21 October 2010 by Julienne du Toit

Fever tree moments

It was dawn in Pafuri, the northernmost section of Kruger National Park. Our guide, promisingly named Alweet (All-knowing) Hlungwani was driving us to the alluring fever tree forest set in the Makuleke concession.

Blocking the road were bossy-headed buffalo with their silly pigtail horns - bovines with that look, like you owe them money. As they walked slowly through the grass, a light silken dust rose behind them, joining the early morning mist.

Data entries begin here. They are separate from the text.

PR #12644, opened 2016-04-22
Added test cookie variable to test page

JonNorman:
## What does this change?

The [commercial pageskins page](https://frontend.gutools.co.uk/analytics/commercial/pageskins) doesn't include the ad-test in the link to the page skin (for pageskins that are behind ad-tests).

Now it does.

A better experience when troubleshooting page skins.

No
## Screenshots

**before:**
image

**after:**
image


common/app/common/dfp/PageSkinSponsorship.scala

A white-browed scrub robin sang merrily in a bush, pirit-pirit-tertwee-chee-chee-chu-it-chu-it. A bateleur eagle, resplendent in full adult plumage, posed like a Colonial British general at the top of a dead tree, then flapped splendidly away.

Nyala, delicate as bush-fairies, stood attentively under great nyalaberries as if the trees had whispered them closer.

And then Alweet drove us into the mysterious fever tree forest, where the pale trunks glowed acid yellow, pale avocado butter green, pistachio lemon and lime, the colours of African moonrise.

A joyous spirit came over us, and we all laughed and recounted jokes, falling silent only when the birders in the group heard Meve’s (long-tailed) starlings shout to one another in this enchanted woodland. In South Africa they are found only here, near the great Limpopo river.

Then we visited the biggest baobab in the area. On it was a beautifully disguised tree frog just above head height, not moving a muscle, nearly one with the baobab. It looked like the tree had grown it, like a tiny imperfection that had become an independent perfection.

We’d hardly seen any charismatic megafauna, but it was a game drive that still shines in my memory.